Top of Entries shown

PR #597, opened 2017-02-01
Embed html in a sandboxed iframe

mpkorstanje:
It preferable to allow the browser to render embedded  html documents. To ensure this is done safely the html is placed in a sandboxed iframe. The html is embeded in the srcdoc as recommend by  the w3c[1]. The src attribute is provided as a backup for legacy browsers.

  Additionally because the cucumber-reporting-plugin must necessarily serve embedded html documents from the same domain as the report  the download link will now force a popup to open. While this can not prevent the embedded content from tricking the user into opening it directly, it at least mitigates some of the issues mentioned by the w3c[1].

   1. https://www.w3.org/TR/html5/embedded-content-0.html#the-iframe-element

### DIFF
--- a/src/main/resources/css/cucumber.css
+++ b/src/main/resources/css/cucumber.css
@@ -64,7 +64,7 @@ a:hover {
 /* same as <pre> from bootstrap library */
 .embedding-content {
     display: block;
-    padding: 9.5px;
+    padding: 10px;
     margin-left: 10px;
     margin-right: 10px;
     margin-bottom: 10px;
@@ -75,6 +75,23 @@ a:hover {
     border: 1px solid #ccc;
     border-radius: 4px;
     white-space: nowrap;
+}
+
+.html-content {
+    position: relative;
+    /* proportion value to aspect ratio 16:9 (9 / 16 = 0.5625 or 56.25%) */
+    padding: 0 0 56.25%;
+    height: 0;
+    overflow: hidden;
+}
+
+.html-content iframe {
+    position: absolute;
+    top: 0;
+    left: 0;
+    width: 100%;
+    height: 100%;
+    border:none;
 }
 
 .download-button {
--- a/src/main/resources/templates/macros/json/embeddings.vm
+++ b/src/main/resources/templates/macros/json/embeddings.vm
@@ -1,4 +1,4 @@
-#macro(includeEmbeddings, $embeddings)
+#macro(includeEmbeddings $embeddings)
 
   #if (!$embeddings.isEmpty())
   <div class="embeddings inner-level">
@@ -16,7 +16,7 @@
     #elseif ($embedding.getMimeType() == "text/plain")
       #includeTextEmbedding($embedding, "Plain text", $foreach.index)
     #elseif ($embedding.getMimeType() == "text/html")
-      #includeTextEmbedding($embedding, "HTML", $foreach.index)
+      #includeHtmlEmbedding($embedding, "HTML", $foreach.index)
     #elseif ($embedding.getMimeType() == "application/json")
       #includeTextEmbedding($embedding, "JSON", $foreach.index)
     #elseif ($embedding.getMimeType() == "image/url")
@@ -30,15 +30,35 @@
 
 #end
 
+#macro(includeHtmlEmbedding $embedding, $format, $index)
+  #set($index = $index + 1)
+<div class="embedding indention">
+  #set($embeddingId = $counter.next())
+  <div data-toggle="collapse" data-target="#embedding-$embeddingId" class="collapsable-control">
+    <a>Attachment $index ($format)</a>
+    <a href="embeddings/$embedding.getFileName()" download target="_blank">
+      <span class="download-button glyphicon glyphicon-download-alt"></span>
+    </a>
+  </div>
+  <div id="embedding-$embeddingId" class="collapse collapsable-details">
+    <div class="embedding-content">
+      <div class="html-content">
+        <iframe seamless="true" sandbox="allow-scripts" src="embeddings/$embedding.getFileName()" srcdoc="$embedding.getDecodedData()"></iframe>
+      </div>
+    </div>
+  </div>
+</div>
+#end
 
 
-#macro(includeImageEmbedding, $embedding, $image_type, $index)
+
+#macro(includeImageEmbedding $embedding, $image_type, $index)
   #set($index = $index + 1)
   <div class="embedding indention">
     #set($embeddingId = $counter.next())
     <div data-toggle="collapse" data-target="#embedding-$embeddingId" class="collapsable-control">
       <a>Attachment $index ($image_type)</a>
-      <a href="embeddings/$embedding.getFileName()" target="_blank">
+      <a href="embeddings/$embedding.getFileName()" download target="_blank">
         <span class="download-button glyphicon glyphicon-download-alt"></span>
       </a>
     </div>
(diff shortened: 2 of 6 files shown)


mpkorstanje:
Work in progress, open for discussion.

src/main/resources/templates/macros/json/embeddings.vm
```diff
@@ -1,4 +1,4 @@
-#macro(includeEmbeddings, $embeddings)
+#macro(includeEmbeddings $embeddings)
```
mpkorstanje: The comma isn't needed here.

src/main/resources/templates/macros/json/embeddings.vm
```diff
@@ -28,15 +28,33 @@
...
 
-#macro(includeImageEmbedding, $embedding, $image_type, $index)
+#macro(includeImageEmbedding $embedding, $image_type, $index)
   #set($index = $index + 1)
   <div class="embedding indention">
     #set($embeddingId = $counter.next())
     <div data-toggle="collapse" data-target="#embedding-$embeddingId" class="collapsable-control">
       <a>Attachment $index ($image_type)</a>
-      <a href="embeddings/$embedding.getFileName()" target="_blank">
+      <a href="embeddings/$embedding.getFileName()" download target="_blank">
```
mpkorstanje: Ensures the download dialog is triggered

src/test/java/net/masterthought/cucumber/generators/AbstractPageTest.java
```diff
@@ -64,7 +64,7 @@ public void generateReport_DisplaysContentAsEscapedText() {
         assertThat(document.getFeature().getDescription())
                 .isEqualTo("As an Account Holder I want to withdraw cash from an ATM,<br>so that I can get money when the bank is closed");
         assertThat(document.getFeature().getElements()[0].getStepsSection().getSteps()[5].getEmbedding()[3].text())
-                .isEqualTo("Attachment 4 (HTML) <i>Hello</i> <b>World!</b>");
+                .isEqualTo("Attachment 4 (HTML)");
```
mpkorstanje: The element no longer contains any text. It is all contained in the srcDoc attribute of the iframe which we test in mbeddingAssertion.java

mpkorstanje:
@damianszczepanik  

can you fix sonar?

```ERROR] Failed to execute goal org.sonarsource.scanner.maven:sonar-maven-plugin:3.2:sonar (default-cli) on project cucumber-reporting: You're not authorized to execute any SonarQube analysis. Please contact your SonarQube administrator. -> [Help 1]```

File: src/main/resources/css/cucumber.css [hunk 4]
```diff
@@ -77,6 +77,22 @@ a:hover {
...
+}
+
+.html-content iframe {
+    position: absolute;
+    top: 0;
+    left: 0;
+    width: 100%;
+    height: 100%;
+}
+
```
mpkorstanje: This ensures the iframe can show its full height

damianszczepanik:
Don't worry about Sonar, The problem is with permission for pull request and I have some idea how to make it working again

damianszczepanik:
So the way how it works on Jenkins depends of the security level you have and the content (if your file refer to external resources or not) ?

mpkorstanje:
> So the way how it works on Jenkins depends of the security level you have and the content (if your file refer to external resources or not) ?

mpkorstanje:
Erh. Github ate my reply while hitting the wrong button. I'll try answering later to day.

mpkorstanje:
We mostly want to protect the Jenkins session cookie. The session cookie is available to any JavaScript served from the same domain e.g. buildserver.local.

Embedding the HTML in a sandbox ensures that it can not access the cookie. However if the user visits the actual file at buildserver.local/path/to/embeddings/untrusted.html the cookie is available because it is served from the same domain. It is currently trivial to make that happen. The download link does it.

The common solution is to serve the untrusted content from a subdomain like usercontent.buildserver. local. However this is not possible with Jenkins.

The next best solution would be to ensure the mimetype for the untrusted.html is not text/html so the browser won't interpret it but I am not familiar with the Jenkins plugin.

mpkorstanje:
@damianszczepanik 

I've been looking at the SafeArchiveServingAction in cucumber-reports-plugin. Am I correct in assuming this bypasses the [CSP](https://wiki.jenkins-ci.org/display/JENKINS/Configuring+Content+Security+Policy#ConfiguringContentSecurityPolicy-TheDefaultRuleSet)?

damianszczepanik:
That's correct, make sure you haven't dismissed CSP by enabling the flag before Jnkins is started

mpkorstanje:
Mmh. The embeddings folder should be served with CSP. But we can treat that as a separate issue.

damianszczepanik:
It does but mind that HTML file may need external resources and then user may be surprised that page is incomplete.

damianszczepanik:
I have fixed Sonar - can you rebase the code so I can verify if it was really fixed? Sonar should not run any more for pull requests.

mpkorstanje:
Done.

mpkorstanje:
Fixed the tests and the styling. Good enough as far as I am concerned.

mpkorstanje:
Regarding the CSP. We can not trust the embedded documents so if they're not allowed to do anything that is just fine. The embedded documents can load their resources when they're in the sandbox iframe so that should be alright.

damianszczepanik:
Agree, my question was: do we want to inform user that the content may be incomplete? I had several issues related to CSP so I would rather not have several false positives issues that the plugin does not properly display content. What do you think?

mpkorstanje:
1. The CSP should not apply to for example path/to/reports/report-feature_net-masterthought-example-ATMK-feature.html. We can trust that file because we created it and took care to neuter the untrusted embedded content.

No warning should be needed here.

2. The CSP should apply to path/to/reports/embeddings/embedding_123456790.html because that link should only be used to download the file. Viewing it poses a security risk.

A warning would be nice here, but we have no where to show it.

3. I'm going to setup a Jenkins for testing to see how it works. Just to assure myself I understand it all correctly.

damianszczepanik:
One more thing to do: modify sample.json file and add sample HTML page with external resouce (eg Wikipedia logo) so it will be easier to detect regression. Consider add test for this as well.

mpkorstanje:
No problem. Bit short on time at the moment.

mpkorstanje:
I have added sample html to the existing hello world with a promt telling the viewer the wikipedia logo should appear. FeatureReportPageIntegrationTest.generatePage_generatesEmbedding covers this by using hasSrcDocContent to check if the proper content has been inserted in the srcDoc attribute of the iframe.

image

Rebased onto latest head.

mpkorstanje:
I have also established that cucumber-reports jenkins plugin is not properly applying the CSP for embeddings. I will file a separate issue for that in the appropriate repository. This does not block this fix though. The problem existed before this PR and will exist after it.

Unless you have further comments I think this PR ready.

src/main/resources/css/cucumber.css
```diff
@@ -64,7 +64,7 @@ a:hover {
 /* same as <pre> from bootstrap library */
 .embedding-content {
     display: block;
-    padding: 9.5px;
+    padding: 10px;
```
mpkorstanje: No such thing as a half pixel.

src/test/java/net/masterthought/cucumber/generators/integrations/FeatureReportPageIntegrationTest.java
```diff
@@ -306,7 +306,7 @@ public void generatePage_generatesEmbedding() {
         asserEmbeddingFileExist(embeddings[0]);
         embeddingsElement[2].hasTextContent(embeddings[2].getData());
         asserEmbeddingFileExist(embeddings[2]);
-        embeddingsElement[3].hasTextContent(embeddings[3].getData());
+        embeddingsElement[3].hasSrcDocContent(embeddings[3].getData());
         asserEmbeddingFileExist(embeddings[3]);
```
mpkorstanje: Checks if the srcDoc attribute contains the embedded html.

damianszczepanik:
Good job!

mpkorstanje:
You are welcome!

Bottom of Entries shown

## About this task
Copy out the entries exactly. Begin at the first line and end with the line that has "It preferable to".

## Response area
PR #597, opened 2017-02-01
Embed html in a sandboxed iframe

mpkorstanje:
It preferable to allow the browser to render embedded  html documents. To ensure this is done safely the html is placed in a sandboxed iframe. The html is embeded in the srcdoc as recommend by  the w3c[1]. The src attribute is provided as a backup for legacy browsers.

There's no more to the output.